## ACTION ITEM
Report each line of the entries below that includes "ligatures".

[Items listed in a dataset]
....................

PR #2843, opened 2024-03-14
Add rich text editor (prosemirror version)

LawrenceBorst:
Fixes Lundalogik/crm-feature#3977

This PR in its current state just shows how the examples from the documentation might be added to the CRM, to show that things do work. But we still have to write a more robust editor from the ground up.

For reviewing:
To see what is available in Prosemirror, you may want to have a look at the Prosemirror repositories here:

https://github.com/orgs/ProseMirror/repositories?type=all 

The guide is excellent, and found at https://prosemirror.net/docs/guide/

The tutorials are also excellent https://prosemirror.net/examples/

From investigating this, I would say there are no real limitations. But implementation is generally much harder. In this issue we want to create a wrapper around a Prosemirror view, and construct the editor to have

1) Custom "lime-ish" icons
2) Custom buttons
3) Default schema (we could define our schema ourselves, but this is tricky and prone to error)
4) Emit custom events relevant to and at the right level of our use case
5) Headers, bold, italic and lined text
6) Images upload
7) Undo, redo (this comes quite readily with the history plugin)
8) Code blocks
9) Ordered and unordered lists
10) Lime-ish font and related serialisation choices for marks and nodes

In the future it will certainly be possible to add links to limeobjects, and even define their appearance in the editor.

## Review:

### Browsers tested:

Windows:
- [ ] Chrome
- [ ] Edge
- [ ] Firefox

Linux:
- [ ] Chrome
- [ ] Firefox

macOS:
- [x] Chrome
- [ ] Firefox
- [ ] Safari

Mobile:
- [ ] Chrome on Android
- [ ] iOS

### DIFF
--- a/package.json
+++ b/package.json
@@ -83,6 +83,8 @@
     "number-abbreviate": "^2.0.0",
     "parse-css-color": "^0.2.1",
     "prettier": "^3.2.5",
+    "prosemirror-example-setup": "^1.2.2",
+    "prosemirror-schema-basic": "^1.2.2",
     "puppeteer": "^19.11.1",
     "react": "^18.2.0",
     "react-dom": "^18.2.0",
--- a/src/components/text-editor/examples/text-editor-basic.tsx
+++ b/src/components/text-editor/examples/text-editor-basic.tsx
@@ -1,0 +1,31 @@
+import { LimelTextEditorCustomEvent } from '@limetech/lime-elements';
+import { Component, h, State } from '@stencil/core';
+/**
+ * Basic example
+ *
+ * Try typing and editing text, or copy & paste in some rendered HTML code
+ * from your browser into the editor to see how it is rendered and what you get
+ * as an output value.
+ */
+@Component({
+    tag: 'limel-example-text-editor-basic',
+    shadow: true,
+})
+export class BasicTextEditorBasicExample {
+    @State()
+    private text: { html: string } = { html: '' };
+
+    public render() {
+        return [
+            <limel-text-editor onChange={this.handleChange} />,
+            <limel-example-value value={this.text} />,
+        ];
+    }
+
+    private handleChange = (
+        event: LimelTextEditorCustomEvent<{ html: string }>,
+    ): void => {
+        event.stopPropagation();
+        this.text = event.detail;
+    };
+}
--- a/src/components/text-editor/partial-styles/_prosemirror-menu.scss
+++ b/src/components/text-editor/partial-styles/_prosemirror-menu.scss
@@ -1,0 +1,180 @@
+@use '../../../style/mixins';
+
+$size-of-caret: 0.25rem;
+
+div#editor {
+    .ProseMirror-menubar {
+        position: sticky !important;
+        z-index: 1;
+        top: 0;
+
+        &[style*='position: fixed'] {
+            // They add this dynamically as soon as you scroll.
+            // I want to catch this to detect the scroll,
+            // to add proper styles. This is a hack.
+            box-shadow: 0 0.25rem 0.5rem -0.5rem rgb(var(--color-black), 0.8);
+        }
+    }
+}
+
+.ProseMirror-menubar {
+    position: relative;
+    z-index: 1;
+    display: flex;
+    flex-wrap: wrap;
+    gap: 0.25rem;
+    align-items: center;
+
+    padding: 0.125rem;
+    background-color: rgb(var(--contrast-100));
+    border-top-left-radius: 0.5rem;
+    border-top-right-radius: 0.5rem;
+}
+
+.ProseMirror-menuitem {
+    &:not(:has(.ProseMirror-menu-disabled)) {
+        @include mixins.is-flat-clickable;
+    }
+    position: relative;
+    flex-shrink: 0;
+    display: flex;
+    align-items: center;
+    justify-content: center;
+
+    white-space: nowrap;
+    line-height: 1;
+
+    min-height: 1.5rem;
+    min-width: 1.5rem;
+    border-radius: 0.25rem;
+    color: rgb(var(--contrast-1100));
+    font-size: 0.8125rem;
+
+    &:has(.ProseMirror-menu-active) {
+        box-shadow: var(--button-shadow-inset);
+        color: var(--mdc-theme-primary);
+
+        svg {
+            color: var(--mdc-theme-primary);
+        }
+    }
+
+    &:has(.ProseMirror-menu-dropdown-menu) {
+        box-shadow: var(--button-shadow-inset);
+    }
+
+    svg {
+        fill: currentColor;
+        height: 1rem;
+        color: rgb(var(--contrast-1100));
+    }
+}
+
+.ProseMirror-menuseparator {
+    border-radius: 1rem;
+    background-color: rgb(var(--contrast-600));
+    width: 0.125rem;
+    height: 1rem;
+}
+
+.ProseMirror-menu-dropdown {
+    position: relative;
+    display: flex;
+    align-items: center;
+    gap: 0.5rem;
+    padding: 0 0.5rem;
+
+    &:after {
+        content: '';
+        border-left: $size-of-caret solid transparent;
+        border-right: $size-of-caret solid transparent;
+        border-top: $size-of-caret solid currentColor;
+    }
+}
+
+.ProseMirror-menu-dropdown-menu,
+.ProseMirror-menu-submenu {
+    //the same shadow as limel-menu
+    box-shadow:
+        0px 5px 5px -3px rgba(0, 0, 0, 0.2),
+        0px 8px 10px 1px rgba(0, 0, 0, 0.14),
+        0px 3px 14px 2px rgba(0, 0, 0, 0.12);
+}
+
+.ProseMirror-menu-dropdown-menu {
+    position: absolute;
+    top: 100%;
+    background: rgb(var(--contrast-100));
+    border-radius: 0.25rem;
+    padding: 0.125rem;
+}
+
+.ProseMirror-menu-submenu {
+    position: absolute;
+    background: rgb(var(--contrast-100));
+    border-radius: 0.25rem;
+    padding: 0.125rem;
+    display: none;
+    min-width: 4em;
+    left: 100%;
+    top: -0.75rem;
+}
+
+.ProseMirror-menu-dropdown-item {
+    transition: background-color 0.2s ease;
+    cursor: pointer;
+    border-radius: 0.375rem;
+
+    min-height: 2.5rem;
+    display: flex;
+    align-items: center;
+    width: 100%;
+
+    > div {
+        padding: 0 1rem;
+        width: 100%;
+    }
+
+    &:not(:has(.ProseMirror-menu-disabled)) {
+        &:hover {
+            background-color: rgb(var(--contrast-300));
+        }
+    }
+}
+
+.ProseMirror-menu-submenu-wrap {
+    position: relative;
+    margin-right: -0.25rem;
+
+    &:hover {
+        .ProseMirror-menu-submenu {
+            display: block;
+        }
+    }
+}
+
+.ProseMirror-menu-submenu-label {
+    position: relative;
+    display: flex;
+    align-items: center;
+    justify-content: space-between;
+    gap: 0.5rem;
+
+    &:after {
+        content: '';
+        border-top: $size-of-caret solid transparent;
+        border-bottom: $size-of-caret solid transparent;
+        border-left: $size-of-caret solid currentColor;
+    }
+}
+
+.ProseMirror-menu-disabled {
+    opacity: 0.3;
+    cursor: default;
+}
+
+.ProseMirror-menu-submenu-wrap-active {
+    .ProseMirror-menu-submenu {
+        display: block;
+    }
+}
--- a/src/components/text-editor/partial-styles/_prosemirror.scss
+++ b/src/components/text-editor/partial-styles/_prosemirror.scss
@@ -1,0 +1,62 @@
+.ProseMirror {
+    position: relative;
+    word-wrap: break-word;
+    white-space: pre-wrap;
+    white-space: break-spaces;
+    -webkit-font-variant-ligatures: none;
+    font-variant-ligatures: none;
+    font-feature-settings: 'liga' 0;
+
+    border-bottom-left-radius: 0.5rem;
+    border-bottom-right-radius: 0.5rem;
+
+    padding: 0.5rem 1rem;
+    background-color: rgb(var(--contrast-100));
+
+    [draggable][contenteditable='false'] {
+        user-select: text;
+    }
+
+    &:focus-visible {
+        outline: none;
+    }
+}
+
+.ProseMirror-hideselection {
+    * {
+        &::selection {
+            background: transparent;
+        }
+
+        &::-moz-selection {
+            background: transparent;
+        }
+    }
+
+    caret-color: transparent;
+}
+
+.ProseMirror-selectednode {
+    outline: 0.125rem solid rgb(var(--color-sky-light));
+}
+
+li.ProseMirror-selectednode {
+    outline: none;
+
+    &:after {
+        content: '';
+        position: absolute;
+        left: -2rem;
+        right: -0.125rem;
+        top: -0.125rem;
+        bottom: -0.125rem;
+        border: 0.125rem solid rgb(var(--color-sky-light));
+        pointer-events: none;
+    }
+}
+
+img.ProseMirror-separator {
+    display: inline !important;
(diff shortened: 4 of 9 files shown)


src/components/file/file.types.ts
LawrenceBorst, line 1: Ignore this, I didn't mean to add this here but did since I got a "file doesn't exist" error locally.

package.json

....................

## RESPONSE FOR THIS EXERCISE
+    -webkit-font-variant-ligatures: none;
+    font-variant-ligatures: none;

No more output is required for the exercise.